Mardil stayed as close to her as a shadow, smiling proudly, accepting the congratulations and well wishes of the guests. The princess tried to keep her smile pasted to her face, casting Cam a furtive glance. The blonde nodded slightly, acknowledging she had already taken care of her end of the plan.

The call to dinner was announced, all taking their seats. Mardil and Anhuil were seated at the head of the table next to her father. The seat on the other side of him remained unoccupied. The princess wondered for whom it had been intended.

Imrahil rose, and the chatter among the guests quieted. He smiled. “I thank you all for coming this evening to honor the betrothal of my daughter, Lothíriel, to Lord Mardil Fenwick of Lebennin. As many of you know, Lord Fenwick will be assuming duty as harbormaster here in Dol Amroth. The Corsairs of Umbar have caused much travail among our people, and we are certain his presence here will aid us in that respect. Welcome, Lord Fenwick.” He raised his glass to Mardil, who smiled politely and raised his in return, as did the guests.

“Now,” Imrahil continued, “There is an announcement to be made which should please you.” He stepped back. The empty seat was now filled with the towering figure of Admiral Merric, dressed in full battle regalia, sword at his side.

Fenwick shifted nervously in his seat.

Anhuil leaned over to Cam, who was seated beside her. “I did not know your father was in port,” she whispered.

“Nor did I,” Cam answered, peering over at him. Her father smiled in her direction. “Something must have happened...”

“Admiral Merric?” Imrahil gestured for Merric to take the floor.

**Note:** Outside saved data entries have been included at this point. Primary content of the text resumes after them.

Issue #562, opened 2021-02-14
[FEATURE] minimal power on CI


DenisYaroshevskiy:
At the moment there is a confusion as to which power we support, and at least power 7 is broken.

Proposal: make the power we support (which is probably little endian 64 bit v8) run on ci and fix what doesn't work.
At some point maybe port to different powers (though probably this is less priority than let's say AVX-512).
Don't touch until needed.

PR #663, opened 2021-04-26
Supports test for PPC

jfalcou:
As per #562 , here is the state of PPC support:

 - minimal version is POWERPC8 with VSX enabled
 - all targets compile and pass


DenisYaroshevskiy:
Ok - so ppc8 little endian, ppc9 we will add later?

PR #685, opened 2021-05-08
FIX-681: ptr iterator

DenisYaroshevskiy:
Pointer based iterators, first implementation.

Added some tests and a basic README - doing proper documentation is too expensive while the algorithms are under active development.


test/unit/algo/ptr_iterator.cpp
```diff
@@ -0,0 +1,57 @@
...
+
+#include <eve/algo/ptr_iterator.hpp>
+
+#include "iterator_conept_test.hpp"
+
+#include <array>
+#include <numeric>
+
+EVE_TEST_TYPES("Check unaligned_ptr_iterator", algo_test::selected_types)
+<typename T>(eve::as_<T>)
```
DenisYaroshevskiy, line 19: Messed up the test name.
Will fix here if you have comments.
Otherwise - will do in the next patch.

include/eve/algo/concepts.hpp
```diff
@@ -0,0 +1,19 @@
...
+  SPDX-License-Identifier: MIT
+**/
+//==================================================================================================
+#pragma once
+
+#include <concepts>
+
+namespace eve::algo
+{
+  template <typename T>
```
jfalcou, line 14: I like when we have both the `_t` and the normal traits. Unless this one is for implementation only, maybe we can add the missing one? If it's internal, then this is fine.

include/eve/algo/ptr_iterator.hpp
```diff
@@ -0,0 +1,107 @@
...
+  struct aligned_ptr_iterator : operations_with_distance, forward_to_unaligned
+  {
+    using cardinal = Cardinal;
+    using aligned_ptr_type = eve::aligned_ptr<T, Cardinal{}() * sizeof(T)>;
+
+    aligned_ptr_iterator();
+    explicit aligned_ptr_iterator(aligned_ptr_type ptr) : ptr{ptr} {}
+
+    auto unaligned() const { return unaligned_ptr_iterator<T, Cardinal>{ptr.get()}; }
+    aligned_ptr_iterator& operator+=(std::ptrdiff_t n) { ptr += n; return *this; }
```
jfalcou, line 46: should we `EVE_ASSERT` that n is preserving alignment?

test/unit/algo/algo_test.hpp
```diff
@@ -0,0 +1,26 @@
+//==================================================================================================
```
jfalcou, line 1: test.hpp is maybe enough for the name, we know we're in algo/

test/unit/algo/iterator_conept_test.hpp
```diff
@@ -0,0 +1,130 @@
+//==================================================================================================
```
jfalcou, line 1: iterator_conCept_test.hpp maybe ?

test/unit/algo/algo_test.hpp
DenisYaroshevskiy: Cannot do that.

Just "test.hpp" will collide with our normal "test.hpp"

"algo/test.hpp" does not work either.

Feel free to try later.

include/eve/algo/concepts.hpp
DenisYaroshevskiy: Had to do like this:

```
  template <typename T>
  using unaligned_t = decltype(std::declval<T>().unaligned());

  template <typename T>
  struct unaligned
  {
    using type = unaligned_t<T>;
  };
```
Otherwise the compilation breaks for some bizarre reason.

jfalcou: This is fine

test/unit/algo/algo_test.hpp
jfalcou: ok

jfalcou (approved):

Issue #690, opened 2021-05-08
[FEATURE] Get all of the components for `any` in place.


DenisYaroshevskiy:
The goal is: the minimal `any_of` is implemented.

No alignment tricks, unrolling or knowing about precise end.
No concepts.
Should work for 2 `std::vector::iterator`, raw pointers and eve iterators passed in.
Aligned_ptr to pointer is not part of this.

The following components should be implemented:

* `canonicalise_range(f, l)` - returns `unaligned_ptr_iterator` for pointers and `contiguous_iterator`. At this task - does not have to be extensible.
* `for_each_iteration(traits, f, l, delegate)`  - the basic iteration pattern. No unrolling support.
* `bool any_of(f, l, predicate)` - the first algorithm interface.

traits at this point just an empty struct.

Well maybe unrolling support.
No - that requires a sketch for traits and I don't know how that should look really.

DenisYaroshevskiy:
Fixed in #694

PR #694, opened 2021-05-08
FIX-#690: any_of basics

DenisYaroshevskiy:
This is a sort of sketchy patch, none of the components are complete.
But I think we are better off getting the ball rolling by having smth that works end to end that we can enhance later.

### DIFF
--- a/include/eve/algo/any_of.hpp
+++ b/include/eve/algo/any_of.hpp
@@ -1,0 +1,58 @@
+//==================================================================================================
+/**
+  EVE - Expressive Vector Engine
+  Copyright : EVE Contributors & Maintainers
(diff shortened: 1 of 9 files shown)


include/eve/algo/any_of.hpp
```diff
@@ -0,0 +1,58 @@
...
+  struct any_of_
+  {
+    struct default_traits {};
+
+    template <typename P>
+    struct delegate
+    {
+      explicit delegate(P p) : p(p) {}
+
+      bool small_step(auto it, eve::relative_conditional_expr auto ignore)
```
jfalcou, line 28: why not just step ?

jfalcou (commented):
LGTM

“Thank you, Lord Imrahil,” Merric responded, clear blue eyes raking over the expectant crowd. “As many of you know, our people have suffered greatly at the hands of the Corsairs for some time. Despite our best efforts, we have thus far been unable to capture any of these bandits. They seem to have an innate ability to avoid detection, and have been most difficult to apprehend.” Knowing nods were exchanged among the guests. The Admiral paused, his gaze traveling across the room.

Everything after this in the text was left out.